Sunday, November 24, 2013

Patient choice in NHS going backwards under Cameron, says Labour


Figures reveal decline in use of electronic referral system that allows patients to choose location of an outpatient appointment

Liz Kendall
Liz Kendall, the shadow care minister, said the decline in NHS choose and book appointments highlighted a fundamental flaw in Tory health reforms. Photograph: Richard Gardner / Rex Features/Richard Gardner/Rex Features

Patient choice in the NHS is "going backwards" after new figures showed a decline in the number of people who have chosen where to receive outpatient hospital treatment, the shadow care minister Liz Kendall has said.

Just over half (52%) of NHS outpatient appointments were made through the "choose and book" service in the third quarter of this year, according to figures released in a parliamentary answer to Kendall by the health minister Dan Poulter. This marks a decline on the 57% of such appointments made in the first quarter of 2010 – the last full quarter when Labour was in office. Choose and book is an electronic referral system designed to allow patients to select the date, time and location of an outpatient appointment at a hospital or clinic.

Kendall said the decline in choose and book appointments highlighted a fundamental flaw in the reforms introduced by the former health secretary Andrew Lansley who handed commissioning powers to GPs. Lansley, who was demoted by David Cameron after the furore over his reforms, famously said his approach could be summed up in the phrase – "no decision is made about me, without me".

But Kendall said: "Andrew Lansley claimed it was no decision about me without me. But in fact what he did was fundamentally shift the power to GPs rather than really shifting the power to patients.

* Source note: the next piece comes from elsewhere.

PR #3217, opened 2018-01-04
make web/version.txt more readable

Wing924:
AS IS: `2cff2b7b780d92929f2fd40d0c1549c46e5c3ae8`
TO BE:` v1.9.0-113-g2cff2b7`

"The fundamental flaw in the Tories' reform is that they have failed to realise the ultimate goal has got to be giving more power to patients and families. It is really important that clinicians are leading changes but the goal is patient power, people power. That is the only way you are going to get the big and sustainable changes we need."

Kendall said the Tory approach contrasted with changes introduced by Labour. "Labour gave people a choice over where to have their operation for the first time. We also enshrined the right for patients to make choices about other local services in the NHS constitution. But under David Cameron, patient choice is going backwards. The proportion of people getting outpatient appointments at the hospital of their choice has gone down since 2010."

Jeremy Hunt, who was promoted to the post of health secretary last year with instructions to reassure voters after a collapse in trust under Lansley, is keen to portray himself as the patients' champion. Kendall said Hunt was simply seeking to "airbrush" changes that are occurring anyway.

"The Tories don't want to talk about their reforms any more. Hunt is trying to airbrush what they have really been doing for three and a half years – airbrush it out of history. But in fact we are starting to see the consequences of the changes just as we warned when the bill was going through parliament."

The shadow minister said recent closures of walk-in centres, established by the last government to provide primary NHS care at the weekends or evenings, highlighted the danger of handing too much power to GPs. Earlier this month Hunt cited the British Medical Association, which said that money had been wasted on urgent care centres located in the wrong places, to say the government was "sorting" a mess left by Labour.

Kendall said: "GPs are responsible for commissioning services. Lo and behold they are not commissioning services like walk-in centres which provide alternatives to GPs. Walk-in centres have flexibility and a range of different services – it is about fitting services around people's lives as they are now. The Tory policy is let's go back to the old family doctor. Well actually people want different kinds of services. They are championing the producer rather than the user."